[Start of Attachment]
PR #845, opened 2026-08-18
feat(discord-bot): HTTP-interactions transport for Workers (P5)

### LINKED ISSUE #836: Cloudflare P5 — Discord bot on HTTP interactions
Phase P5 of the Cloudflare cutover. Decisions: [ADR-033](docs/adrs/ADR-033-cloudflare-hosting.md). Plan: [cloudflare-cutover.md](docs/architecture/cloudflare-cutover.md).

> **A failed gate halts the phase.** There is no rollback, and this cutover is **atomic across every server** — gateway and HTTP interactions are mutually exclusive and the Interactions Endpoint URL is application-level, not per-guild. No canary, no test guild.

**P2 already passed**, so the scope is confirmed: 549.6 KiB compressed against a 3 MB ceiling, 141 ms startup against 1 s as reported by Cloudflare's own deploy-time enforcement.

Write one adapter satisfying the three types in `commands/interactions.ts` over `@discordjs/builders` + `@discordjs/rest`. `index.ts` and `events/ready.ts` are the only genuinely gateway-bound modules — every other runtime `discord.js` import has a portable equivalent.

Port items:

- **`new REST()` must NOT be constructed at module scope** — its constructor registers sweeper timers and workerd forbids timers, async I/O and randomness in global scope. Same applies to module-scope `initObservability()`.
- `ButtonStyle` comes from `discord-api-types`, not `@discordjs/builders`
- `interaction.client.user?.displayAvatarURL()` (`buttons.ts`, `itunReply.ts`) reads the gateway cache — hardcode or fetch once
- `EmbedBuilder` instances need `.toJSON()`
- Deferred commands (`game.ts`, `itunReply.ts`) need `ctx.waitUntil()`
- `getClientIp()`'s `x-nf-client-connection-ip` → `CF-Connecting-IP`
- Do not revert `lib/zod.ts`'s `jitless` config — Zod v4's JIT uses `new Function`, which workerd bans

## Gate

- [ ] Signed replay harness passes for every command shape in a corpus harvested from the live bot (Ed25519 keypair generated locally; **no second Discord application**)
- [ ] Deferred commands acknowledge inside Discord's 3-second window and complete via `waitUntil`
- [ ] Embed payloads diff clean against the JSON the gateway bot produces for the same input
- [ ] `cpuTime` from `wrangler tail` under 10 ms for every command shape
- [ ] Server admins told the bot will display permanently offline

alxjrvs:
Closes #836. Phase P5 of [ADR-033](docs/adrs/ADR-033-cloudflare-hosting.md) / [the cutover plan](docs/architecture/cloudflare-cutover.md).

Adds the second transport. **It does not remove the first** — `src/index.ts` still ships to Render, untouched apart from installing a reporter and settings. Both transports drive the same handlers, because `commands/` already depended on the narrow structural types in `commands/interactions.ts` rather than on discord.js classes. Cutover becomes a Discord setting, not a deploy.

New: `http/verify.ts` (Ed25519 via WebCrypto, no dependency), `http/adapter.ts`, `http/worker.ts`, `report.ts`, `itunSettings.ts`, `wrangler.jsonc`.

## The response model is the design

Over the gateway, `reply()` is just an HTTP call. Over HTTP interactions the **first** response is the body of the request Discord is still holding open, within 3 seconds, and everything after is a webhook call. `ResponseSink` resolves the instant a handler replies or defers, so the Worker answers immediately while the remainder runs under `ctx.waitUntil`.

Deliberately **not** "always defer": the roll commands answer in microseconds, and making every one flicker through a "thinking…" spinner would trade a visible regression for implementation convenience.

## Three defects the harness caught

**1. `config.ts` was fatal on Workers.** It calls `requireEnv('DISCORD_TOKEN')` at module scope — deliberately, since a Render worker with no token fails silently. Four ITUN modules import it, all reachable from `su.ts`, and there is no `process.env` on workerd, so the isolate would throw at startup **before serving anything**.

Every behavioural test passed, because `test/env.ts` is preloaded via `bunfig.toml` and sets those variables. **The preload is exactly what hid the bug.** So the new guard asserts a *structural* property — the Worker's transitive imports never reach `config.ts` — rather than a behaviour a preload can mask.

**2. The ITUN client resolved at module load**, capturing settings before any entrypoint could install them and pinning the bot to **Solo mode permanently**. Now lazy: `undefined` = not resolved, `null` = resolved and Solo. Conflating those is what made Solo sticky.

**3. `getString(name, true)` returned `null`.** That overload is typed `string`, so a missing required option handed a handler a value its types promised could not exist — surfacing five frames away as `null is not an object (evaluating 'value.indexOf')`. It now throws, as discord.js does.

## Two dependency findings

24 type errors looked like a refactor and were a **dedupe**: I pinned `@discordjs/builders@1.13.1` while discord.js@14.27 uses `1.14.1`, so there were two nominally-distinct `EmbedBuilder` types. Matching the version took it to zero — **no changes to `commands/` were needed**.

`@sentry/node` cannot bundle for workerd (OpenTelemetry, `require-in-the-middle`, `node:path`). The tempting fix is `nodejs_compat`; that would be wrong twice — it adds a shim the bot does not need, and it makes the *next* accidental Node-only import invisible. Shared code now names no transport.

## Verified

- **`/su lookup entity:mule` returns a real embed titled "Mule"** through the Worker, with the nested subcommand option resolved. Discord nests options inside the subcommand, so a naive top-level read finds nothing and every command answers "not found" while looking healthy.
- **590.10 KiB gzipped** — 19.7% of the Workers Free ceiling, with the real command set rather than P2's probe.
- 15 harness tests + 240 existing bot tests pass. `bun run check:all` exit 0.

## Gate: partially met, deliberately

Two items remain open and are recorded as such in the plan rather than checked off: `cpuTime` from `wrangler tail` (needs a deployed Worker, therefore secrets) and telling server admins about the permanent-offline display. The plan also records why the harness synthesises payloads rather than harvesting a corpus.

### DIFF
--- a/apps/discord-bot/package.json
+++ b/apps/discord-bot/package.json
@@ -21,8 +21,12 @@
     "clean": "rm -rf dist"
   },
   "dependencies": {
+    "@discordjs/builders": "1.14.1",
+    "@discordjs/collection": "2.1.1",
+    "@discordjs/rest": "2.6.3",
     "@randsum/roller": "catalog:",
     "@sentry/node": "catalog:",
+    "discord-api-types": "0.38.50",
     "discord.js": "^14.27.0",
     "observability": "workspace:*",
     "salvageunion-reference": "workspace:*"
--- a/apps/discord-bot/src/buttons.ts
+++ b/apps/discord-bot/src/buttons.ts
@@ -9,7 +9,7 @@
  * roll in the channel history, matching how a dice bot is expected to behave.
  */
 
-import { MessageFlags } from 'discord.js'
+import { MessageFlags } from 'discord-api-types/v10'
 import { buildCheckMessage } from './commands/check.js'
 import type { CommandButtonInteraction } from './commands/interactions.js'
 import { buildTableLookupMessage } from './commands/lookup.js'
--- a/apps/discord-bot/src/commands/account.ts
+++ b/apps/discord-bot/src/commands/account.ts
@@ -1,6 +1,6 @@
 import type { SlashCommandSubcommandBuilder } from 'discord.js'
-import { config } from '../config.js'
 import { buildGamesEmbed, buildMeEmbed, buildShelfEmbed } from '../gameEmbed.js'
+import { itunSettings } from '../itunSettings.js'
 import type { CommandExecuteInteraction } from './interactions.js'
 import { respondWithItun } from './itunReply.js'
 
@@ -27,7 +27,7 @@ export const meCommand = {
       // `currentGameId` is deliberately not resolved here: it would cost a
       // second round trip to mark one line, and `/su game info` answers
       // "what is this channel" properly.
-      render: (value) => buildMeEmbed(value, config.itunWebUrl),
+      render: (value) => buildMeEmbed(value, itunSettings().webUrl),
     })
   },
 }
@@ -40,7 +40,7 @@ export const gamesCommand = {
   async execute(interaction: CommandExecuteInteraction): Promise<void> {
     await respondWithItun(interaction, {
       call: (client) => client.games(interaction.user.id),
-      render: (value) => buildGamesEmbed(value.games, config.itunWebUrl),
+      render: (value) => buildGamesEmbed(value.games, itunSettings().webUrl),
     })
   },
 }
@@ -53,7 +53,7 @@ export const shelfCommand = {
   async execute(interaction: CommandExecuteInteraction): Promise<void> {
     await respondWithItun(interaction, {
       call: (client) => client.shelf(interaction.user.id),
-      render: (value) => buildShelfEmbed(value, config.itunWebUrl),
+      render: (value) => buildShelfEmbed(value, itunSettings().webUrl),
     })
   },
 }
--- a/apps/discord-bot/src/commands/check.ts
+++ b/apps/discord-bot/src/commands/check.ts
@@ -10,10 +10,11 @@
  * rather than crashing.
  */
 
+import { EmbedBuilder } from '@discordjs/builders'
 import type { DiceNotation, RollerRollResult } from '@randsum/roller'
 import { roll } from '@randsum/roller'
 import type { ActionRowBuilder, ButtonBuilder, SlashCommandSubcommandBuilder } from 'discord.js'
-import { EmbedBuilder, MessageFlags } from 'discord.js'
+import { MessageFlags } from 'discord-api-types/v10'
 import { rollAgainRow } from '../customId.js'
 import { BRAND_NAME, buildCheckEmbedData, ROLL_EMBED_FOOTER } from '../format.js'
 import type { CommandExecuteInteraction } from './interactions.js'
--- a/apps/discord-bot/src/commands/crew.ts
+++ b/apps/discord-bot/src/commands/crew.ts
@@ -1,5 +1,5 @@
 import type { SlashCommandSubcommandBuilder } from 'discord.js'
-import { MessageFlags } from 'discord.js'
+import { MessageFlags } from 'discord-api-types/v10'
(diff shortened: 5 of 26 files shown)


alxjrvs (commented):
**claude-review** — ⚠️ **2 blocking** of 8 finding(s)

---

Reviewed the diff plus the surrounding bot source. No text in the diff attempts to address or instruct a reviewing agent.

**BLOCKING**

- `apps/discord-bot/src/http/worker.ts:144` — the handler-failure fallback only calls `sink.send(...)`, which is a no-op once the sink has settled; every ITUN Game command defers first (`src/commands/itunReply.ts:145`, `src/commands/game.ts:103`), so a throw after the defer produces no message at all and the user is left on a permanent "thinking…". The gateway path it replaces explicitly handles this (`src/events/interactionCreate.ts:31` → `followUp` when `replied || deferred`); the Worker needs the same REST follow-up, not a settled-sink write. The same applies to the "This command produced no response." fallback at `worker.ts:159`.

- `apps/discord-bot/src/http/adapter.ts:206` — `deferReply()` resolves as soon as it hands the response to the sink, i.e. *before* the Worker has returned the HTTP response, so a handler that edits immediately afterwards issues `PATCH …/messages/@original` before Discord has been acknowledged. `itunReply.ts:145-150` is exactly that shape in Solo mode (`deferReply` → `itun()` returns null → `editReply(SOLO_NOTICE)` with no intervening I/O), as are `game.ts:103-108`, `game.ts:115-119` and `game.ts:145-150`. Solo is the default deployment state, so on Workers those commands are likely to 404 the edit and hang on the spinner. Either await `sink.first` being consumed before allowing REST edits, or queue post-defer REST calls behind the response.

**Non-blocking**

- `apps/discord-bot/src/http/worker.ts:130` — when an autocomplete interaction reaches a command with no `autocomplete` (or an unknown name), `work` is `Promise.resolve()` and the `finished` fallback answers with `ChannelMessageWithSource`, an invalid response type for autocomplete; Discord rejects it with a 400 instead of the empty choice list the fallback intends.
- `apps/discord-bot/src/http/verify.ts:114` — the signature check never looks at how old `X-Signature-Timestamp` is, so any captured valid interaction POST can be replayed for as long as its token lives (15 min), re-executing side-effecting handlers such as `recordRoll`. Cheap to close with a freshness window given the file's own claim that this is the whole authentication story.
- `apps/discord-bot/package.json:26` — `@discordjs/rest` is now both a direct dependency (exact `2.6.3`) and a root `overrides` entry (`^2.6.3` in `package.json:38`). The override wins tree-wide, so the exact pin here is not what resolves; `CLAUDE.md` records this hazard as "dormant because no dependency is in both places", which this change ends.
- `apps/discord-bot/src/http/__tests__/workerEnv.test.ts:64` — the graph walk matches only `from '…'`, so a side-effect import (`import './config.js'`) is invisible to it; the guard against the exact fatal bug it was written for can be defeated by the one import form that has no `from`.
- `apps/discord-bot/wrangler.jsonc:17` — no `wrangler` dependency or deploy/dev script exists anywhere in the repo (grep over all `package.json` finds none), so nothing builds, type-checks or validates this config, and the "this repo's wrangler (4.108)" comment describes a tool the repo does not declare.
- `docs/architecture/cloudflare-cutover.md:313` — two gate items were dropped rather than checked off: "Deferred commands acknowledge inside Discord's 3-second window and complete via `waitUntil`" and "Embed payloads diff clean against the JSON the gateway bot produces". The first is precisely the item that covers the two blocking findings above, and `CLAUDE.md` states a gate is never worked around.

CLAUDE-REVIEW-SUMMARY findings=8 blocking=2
[End of Attachment]
- _ASSIGNED TASK_:
Repeat the material word for word from its opening line up to and including the line containing "own deploy-time enforcement.".

- _REPLY_:
PR #845, opened 2026-08-18
feat(discord-bot): HTTP-interactions transport for Workers (P5)

### LINKED ISSUE #836: Cloudflare P5 — Discord bot on HTTP interactions
Phase P5 of the Cloudflare cutover. Decisions: [ADR-033](docs/adrs/ADR-033-cloudflare-hosting.md). Plan: [cloudflare-cutover.md](docs/architecture/cloudflare-cutover.md).

> **A failed gate halts the phase.** There is no rollback, and this cutover is **atomic across every server** — gateway and HTTP interactions are mutually exclusive and the Interactions Endpoint URL is application-level, not per-guild. No canary, no test guild.

**P2 already passed**, so the scope is confirmed: 549.6 KiB compressed against a 3 MB ceiling, 141 ms startup against 1 s as reported by Cloudflare's own deploy-time enforcement.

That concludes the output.